PR #65, opened 2017-12-29
Configurable timeout value - merge histograms in  different scale

olimpias:
Configurable timeout value set is added and merging different histogram is done

### DIFF
--- a/fhttp/http.go
+++ b/fhttp/http.go
@@ -66,8 +66,8 @@ func NewHTTPOptions(url string) *HTTPOptions {
 func (h *HTTPOptions) Init(url string) *HTTPOptions {
 	h.URL = url
 	h.NumConnections = 1
-	if h.Timeout == 0 {
-		h.Timeout = DefaultTimeOutValue
+	if h.HTTPReqTimeOut == 0 {
+		h.HTTPReqTimeOut = HTTPReqTimeOutDefaultValue
 	}
 	h.ResetHeaders()
 	h.extraHeaders.Add("User-Agent", userAgent)
@@ -76,9 +76,9 @@ func (h *HTTPOptions) Init(url string) *HTTPOptions {
 
 // Version is the fortio package version (TODO:auto gen/extract).
 const (
-	userAgent           = "istio/fortio-" + periodic.Version
-	retcodeOffset       = len("HTTP/1.X ")
-	DefaultTimeOutValue = 3
+	userAgent                  = "istio/fortio-" + periodic.Version
+	retcodeOffset              = len("HTTP/1.X ")
+	HTTPReqTimeOutDefaultValue = 3 * time.Second
 )
 
 // HTTPOptions holds the common options of both http clients and the headers.
@@ -93,8 +93,8 @@ type HTTPOptions struct {
 	// ExtraHeaders to be added to each request.
 	extraHeaders http.Header
 	// Host is treated specially, remember that one separately.
-	hostOverride string
-	Timeout      int64 // timeout value for http request in terms of second
+	hostOverride   string
+	HTTPReqTimeOut time.Duration // timeout value for http request in terms of second
 }
 
 // ResetHeaders resets all the headers, including the User-Agent one.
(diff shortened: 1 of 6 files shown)


olimpias:
I found a bug. I will look at night

olimpias:
Okay I fixed

fortio_main.go
```diff
@@ -82,6 +82,7 @@ var (
 	profileFlag     = flag.String("profile", "", "write .cpu and .mem profiles to file")
 	keepAliveFlag   = flag.Bool("keepalive", true, "Keep connection alive (only for fast http 1.1)")
 	halfCloseFlag   = flag.Bool("halfclose", false, "When not keepalive, whether to half close the connection (only for fast http)")
+	timeoutFlag     = flag.Int64("timeout", fhttp.DefaultTimeOutValue, "Http request timeout interval value in terms of second")
```
ldemailly: let’s use a duration not an int

ldemailly:
(i have not reviewed all yet)

also there are probably more than 1 timeout: connect timeout, read timeout, ...
also see what the fast client is using
you can use the delay= to test

olimpias:
Hmm, I didn't release that I need to add http req timeout to basic client. Cool:). Btw at stats.go, while I was merging two histograms, I tried to maximize their values scope range. So that I choose to select highest divider and offset. Is this logic meaningful?

fhttp/http.go
```diff
@@ -523,9 +530,10 @@ func (c *BasicClient) Fetch() (int, []byte, int) {
 		log.Debugf("Reusing socket %v", *conn)
 	}
 	c.socket = nil // because of error returns
+	conErr := conn.SetReadDeadline(time.Now().Add(c.reqTimeout))
 	// Send the request:
 	n, err := conn.Write(c.req)
-	if err != nil {
+	if err != nil || conErr != nil {
```
ldemailly, line 536: how did you test this ?
also this is too short for proxy requests in fetch, need to either raise it or set it higher in the uihandler
(see the circle ci failure and/or try:)

http://localhost:8080/fortio/fetch/localhost:8080/fortio/?url=http%3A%2F%2Flocalhost%3A8080%2Fecho&t=10s&load=Start

ie pasting `localhost:8080/fortio/?url=http%3A%2F%2Flocalhost%3A8080%2Fecho&t=10s&load=Start`
in the fetch box of http://localhost:8080/fortio/

will run for 10s thus timeout

stats/stats.go
```diff
@@ -422,6 +422,27 @@ func (h *Histogram) copyHDataFrom(src *Histogram) {
 	}
 }
 
+// Merge two different histogram with different scale parameters
+// Highest offset and divider value will be selected on new Histogram to maximize scope
+func Merge(h1 *Histogram, h2 *Histogram) *Histogram {
+	var divider float64
```
ldemailly: nit: I think:
```
divider := h1.Divider
if  h2.Divider > h1.Divider {
	divider = h2.Divider
}
```
would be a more go/standard way to write this (quite a lot shorter, gets the right type automatically etc)

stats/stats.go
```diff
@@ -422,6 +422,27 @@ func (h *Histogram) copyHDataFrom(src *Histogram) {
...
+	var offset float64
+	if h2.Divider > h1.Divider {
+		divider = h2.Divider
+	} else {
+		divider = h1.Divider
+	}
+	if h2.Offset > h1.Offset {
```
ldemailly: I would think you want the smallest offset to not miss data ?

fhttp/http.go
olimpias: I had tested with TestHTTPRunner method. I put sleep before reading tcp socket to see is timeout working. Also, now I tested with url you gave. It is okey. When I set HTTPReqTimeOutDefaultValue to 10, it failed and when I set to 11 it worked.

stats/stats.go
olimpias: Yes, you are right. I didnt think like that.

ldemailly (approved):
Thanks - can we change the value in UI handler - to say 5 minutes ?
here: https://github.com/istio/fortio/blob/master/ui/uihandler.go#L414

olimpias:
Sure, I changed

ldemailly:
thx!

pro tip: set your IDE to auto run go fmt on save (for instance atom + go plus does that automatically) that way you don't get build failure for minor formatting issues

olimpias:
Okay, Thanks for your tip and comments.  I will try to figure out to do that in GoLang IDE.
+ + + + + + +
• **Exercise**
Total lines with "think" in the records above: report that figure alone.

• **Exercise solution**
3